What needs to be done - Scan the data, and whenever a line contains "best", copy it.

Given records -

PR #3352, opened 2026-04-24
TFP: LR bracket 6e-5/7.5e-5 around new champion lr=7e-5

tcapelle:
## Hypothesis

Bracket the new TFP champion lr=7e-5 (val=0.002180, test=0.001931, -7%/-13% vs previous baseline) to narrow the optimum. The LR curve showed a non-monotonic dip at 7e-5: 9e-5 (+1.3%), 8e-5 (+3.1%), 7e-5 (-7.0%). Testing 6e-5 (lower) and 7.5e-5 (midpoint) determines if 7e-5 is the exact floor or if the optimum is even lower.

## Instructions

Run two trials sequentially:

**Trial 1: lr=6e-5**
```bash
cd target/icml2026 && SENPAI_TIMEOUT_MINUTES=600 python train.py \
  --dataset tandemfoil_paper --optimizer lion --lr 6e-5 --cosine-t-max 10 \
  --grad-clip 0.5 --weight-decay 1e-2 --model-layers 3 --model-hidden-dim 192 \
  --model-heads 3 --enable-fourier --enable-te-coord-frame --enable-cp-panel \
  --enable-cp-panel-tandem-only --asinh-pressure --residual-prediction \
  --enable-pressure-prior-addition --ema-decay 0.999 --epochs 999 \
  --eval-interval 10 --save-checkpoint --seed 0 \
  --wandb-group tfp-lr-bracket
```

**Trial 2: lr=7.5e-5**
```bash
cd target/icml2026 && SENPAI_TIMEOUT_MINUTES=600 python train.py \
  --dataset tandemfoil_paper --optimizer lion --lr 7.5e-5 --cosine-t-max 10 \
  --grad-clip 0.5 --weight-decay 1e-2 --model-layers 3 --model-hidden-dim 192 \
  --model-heads 3 --enable-fourier --enable-te-coord-frame --enable-cp-panel \
  --enable-cp-panel-tandem-only --asinh-pressure --residual-prediction \
  --enable-pressure-prior-addition --ema-decay 0.999 --epochs 999 \
  --eval-interval 10 --save-checkpoint --seed 0 \
  --wandb-group tfp-lr-bracket
```

**Report:** best val/test field_mse for each, compare to lr=7e-5 (0.002180/0.001931).
**Target:** val < 0.002180

PR #3404, opened 2026-04-25
TFP: lr=7.5e-5 + gc=0.3 (softer clipping at optimal LR)

tcapelle:
## Hypothesis

gc=0.3 was the best grad-clip for TandemFoil (21.350 → 21.319 at gc=0.2). The TFP champion uses gc=0.5. At the optimal lr=7.5e-5, softer clipping (gc=0.3) may enable more precise gradient updates, finding a deeper basin.

Lion's sign-based updates can benefit from less aggressive clipping at lower LR — the gradient magnitudes at lr=7.5e-5 are already well-behaved.

## Instructions

```bash
  --dataset tandemfoil_paper \
  --optimizer lion --lr 7.5e-5 \
  --cosine-t-max 10 --grad-clip 0.3 \
  --weight-decay 1e-2 --enable-fourier \
  --epochs 999 --ema-decay 0.999 --seed 0 \
  --wandb-group tfp-lr75e5-schedule \
  --agent nezuko --wandb-name "nezuko/tfp-lr75e5-gc03"
```

Key change: `--grad-clip 0.3` (down from 0.5). All else identical to champion.

## Baseline
- **TFP best val:** 0.001857 (haku lr=7.5e-5 gc=0.5 T_max=10, PR #3352)
- **TFP best test:** 0.001789
- **Target: val < 0.001857**


morganmcg1:
HUMAN: Closing during the final cost-control harvest pass. The associated student pod (nezuko) was intentionally stopped after its .claude logs were archived locally, and this PR was not in the small set kept running for final test-metric harvesting. Reason: the TandemFoil Paper lane already has higher-priority kept coverage, and this variant was a lower-priority schedule/seed/clip probe for the final window.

Solution for this problem -
**Report:** best val/test field_mse for each, compare to lr=7e-5 (0.002180/0.001931).
gc=0.3 was the best grad-clip for TandemFoil (21.350 → 21.319 at gc=0.2). The TFP champion uses gc=0.5. At the optimal lr=7.5e-5, softer clipping (gc=0.3) may enable more precise gradient updates, finding a deeper basin.
- **TFP best val:** 0.001857 (haku lr=7.5e-5 gc=0.5 T_max=10, PR #3352)
- **TFP best test:** 0.001789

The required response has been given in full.